- Directed by: Werner Jacobs
- Written by: Janne Furch; Viktor Léon (libretto); Leo Stein (libretto);
- Based on: The Merry Widow 1905 operetta by Franz Lehár Victor Léon (libretto) Leo Stein (libretto)
- Produced by: Herbert Gruber
- Starring: Peter Alexander; Karin Hübner; Gunther Philipp;
- Cinematography: Friedl Behn-Grund; Rudolf Sandtner;
- Edited by: Arnfried Heyne
- Music by: Franz Lehár (operetta); Johannes Fehring;
- Production companies: Sascha Film; Critérion Film;
- Distributed by: Constantin Film
- Release date: 20 December 1962;
- Running time: 110 minutes
- Countries: Austria; France;
- Language: German

= The Merry Widow (1962 film) =

The Merry Widow (German: Die lustige Witwe) is a 1962 Austrian-French musical film directed by Werner Jacobs and starring Peter Alexander, Karin Hübner and Gunther Philipp. It is based on the 1905 operetta The Merry Widow by Franz Lehár.

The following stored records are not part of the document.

PR #125, opened 2017-03-14
Allow a boot grace period using quota strategy

dalehamel:
# What

Allow for quota workers to pad the acquire timeout while workers are booting.

# Why

There is the possibility of timeouts when using the quota strategy while
workers are booting, since there are a small number of workers.

We can prevent spurious timeouts caused by a small number of tickets
during this period, by allowing for the acquire timeout to be padded.

# How

We store the desired padding value as part of the resource structure.

Whenever the ticket count is updated (workers are registered), a SETVAL occurs that will write the ctime of the semaphore.

We can compare this value with the current time to see if we are within the QUOTA_BOOT_GRACE_PERIOD. If we are, we know to replace any configured timeout value with our padded value.

### DIFF
--- a/ext/semian/resource.c
+++ b/ext/semian/resource.c
@@ -25,6 +25,9 @@ check_default_timeout_arg(VALUE default_timeout);
 static double
 check_quota_grace_timeout_arg(VALUE quota_grace_timeout);
 
+static double
+check_quota_grace_period_arg(VALUE quota_grace_timeout);
+
 static void
 ms_to_timespec(long ms, struct timespec *ts);
 
@@ -69,9 +72,8 @@ semian_resource_acquire(int argc, VALUE *argv, VALUE self)
   // we may have spurious timeouts due to a small number of registered workers.
   if(res.quota > 0) {
     semaphore_stat(res.sem_id, &sem_ds);
-    if (difftime(time(0), sem_ds.sem_ctime) < QUOTA_BOOT_GRACE_PERIOD) {
-      res.timeout.tv_sec = res.quota_grace_timeout;
-      res.timeout.tv_nsec = 0;
+    if (difftime(time(0), sem_ds.sem_ctime) < res.quota_grace_period) {
+      ms_to_timespec(res.quota_grace_timeout * 1000, &res.timeout);
     }
   }
 
@@ -155,11 +157,12 @@ semian_resource_id(VALUE self)
 }
 
 VALUE
-semian_resource_initialize(VALUE self, VALUE id, VALUE tickets, VALUE quota, VALUE permissions, VALUE default_timeout, VALUE quota_grace_timeout)
+semian_resource_initialize(VALUE self, VALUE id, VALUE tickets, VALUE quota, VALUE permissions, VALUE default_timeout, VALUE quota_grace_timeout, VALUE quota_grace_period)
 {
   long c_permissions;
   double c_timeout;
   double c_quota_grace_timeout;
+  double c_quota_grace_period;
   double c_quota;
   int c_tickets;
   semian_resource_t *res = NULL;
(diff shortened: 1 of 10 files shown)


ext/semian/resource.c
```diff
@@ -53,6 +60,21 @@ semian_resource_acquire(int argc, VALUE *argv, VALUE self)
     rb_raise(rb_eArgError, "invalid arguments");
   }
 
+  // Backup the timeout values in case we need to revert them
+  tv_sec = res.timeout.tv_sec;
```
dalehamel: We need to do this or else we could be permanently overriding the timeout value

ext/semian/resource.c
```diff
@@ -63,6 +85,10 @@ semian_resource_acquire(int argc, VALUE *argv, VALUE self)
     }
   }
 
+  // Restore the timeout values, in case they were mutated
+  res.timeout.tv_sec = tv_sec;
```
dalehamel: In most cases this will be a noop, but we need this to potentially restore the backed-up value above.

dalehamel:
@sirupsen i suspect the naming here needs some re-jiggering to make it clearer, open to ideas.

ext/semian/resource.h
```diff
@@ -9,6 +9,9 @@ Functions here are associated with rubyland operations.
 #include "types.h"
 #include "sysv_semaphores.h"
 
+// Time to wait for workers to boot using the quota strategy
+#define QUOTA_BOOT_GRACE_PERIOD 60 // seconds
```
dalehamel: Is there anything so slow that 60 seconds won't be enough? :/

ext/semian/sysv_semaphores.c
```diff
@@ -187,15 +187,25 @@ initialize_new_semaphore_values(int sem_id, long permissions)
 #endif
 }
 
+void
+semaphore_stat(int sem_id, struct semid_ds *sem_ds)
```
dalehamel: refactored this since we're doing it in a couple places now.

ext/semian/tickets.c
```diff
@@ -66,6 +66,7 @@ update_ticket_count(update_ticket_count_t *tc)
     }
   }
 
+  // This will update the ctime
```
dalehamel: this is very important to understand, as it's the magic that makes this all work.

ext/semian/resource.c
```diff
@@ -53,6 +60,21 @@ semian_resource_acquire(int argc, VALUE *argv, VALUE self)
...
+  tv_nsec = res.timeout.tv_nsec;
+
+  // If we recently booted, and are using the quota strategy
+  // we need to give the workers some time to register or else
+  // we may have spurious timeouts due to a small number of registered workers.
+  if(res.quota > 0) {
+    semaphore_stat(res.sem_id, &sem_ds);
+    if (difftime(time(0), sem_ds.sem_ctime) < QUOTA_BOOT_GRACE_PERIOD) {
+      res.timeout.tv_sec = res.quota_grace_timeout;
+      res.timeout.tv_nsec = 0;
```
sirupsen: Maybe we should use the `ms_to_timespec` helper to support doubles? I think right now that wouldn't work, e.g. if you passed `55.5`, it'd probably just do `56` since `tv_sec` probably has to be an `int`?

ext/semian/resource.h
sirupsen: This is basically around the boot time of the workers, which could, with Ruby on Rails, not unreasonably be 30-90s. I don't know how easy it would be to make this configurable (probably the best thing to do), but I'd say we might need a 90-120s default timeout here for the parameter.

test/resource_test.rb
```diff
@@ -142,6 +142,26 @@ def test_acquire_with_fork
     end
   end
 
+  def test_quota_grace_period
```
sirupsen: Nice test. Should we also test something where they sleep for longer than the padding time?

dalehamel: added a test for that to compliment this one.

lib/semian.rb
```diff
@@ -140,7 +140,18 @@ def to_s
   # +exceptions+: An array of exception classes that should be accounted as resource errors.
   #
   # Returns the registered resource.
-  def register(name, tickets: nil, quota: nil, permissions: 0660, timeout: 0, error_threshold:, error_timeout:, success_threshold:, exceptions: [])
+  def register(name,
+    tickets: nil,
+    quota: nil,
+    permissions: 0660,
+    timeout: 0,
+    quota_grace_period: 120,
```
dalehamel: @sirupsen 120 slow enough for rubby on rails?

sirupsen: yeah lol

PR #127, opened 2017-03-16
Register all workers - not just quota workers

dalehamel:
# What

Register all workers, regardless of if they are quota-based or static-ticket based workers.

# Why

Currently it's possible to have spurious timeouts when transitioning
between static and quota-based ticket allocation.

This is primarily a problem when switching from static to quota-based,
as there will be a large number of unregistered static-ticket based
workers, who will have a very small number of tickets as the
quota-ticket based workers boot and register.

By registering all workers, we can account for this issue.

# How

During initialization, all workers will register themselves, rather than only quota-based workers.

### DIFF
--- a/test/resource_test.rb
+++ b/test/resource_test.rb
@@ -249,6 +249,32 @@ class TestResource < Minitest::Test
     assert_equal 1, resource.tickets
   end
 
+  def test_switch_static_tickets_to_quota
+    workers = 50
+    quota = 0.5
+
+    # Fork a large number of workers using static ticket strategy
+    fork_workers(count: workers - 1, tickets: 5, timeout: 0.1, wait_for_timeout: true) do
+      sleep 1
+    end
+
+    # Signal static workers to shut down
+    signal_workers('TERM')
+
+    # Create a quota based worker, and ensure it accounts for the static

It was shot at the Sievering Studios in Vienna. The film's sets were designed by the art directors Fritz Jüptner-Jonstorff and Alexander Sawczynski.

== Cast ==
- Peter Alexander as Danilo
- Karin Hübner as Hanna
- Gunther Philipp as Hugo
- Maurice Teynac as André Napoleon Renard
- Geneviève Cluny as Valencienne, Revuestar
- Germaine Montero as Anna, Wirtin von "Chez Anna"
- Ernst Waldbrunn as Testamentsvollstrecker
- Harald Maresch as Baron Zeta
- Herbert Kersten as Dr. Martin
- Helmut Lex as Jack Bromfield
- Darío Moreno as Camillo, Valenciennes Mann

== Bibliography ==
- Von Dassanowsky, Robert. Austrian Cinema: A History. McFarland, 2005.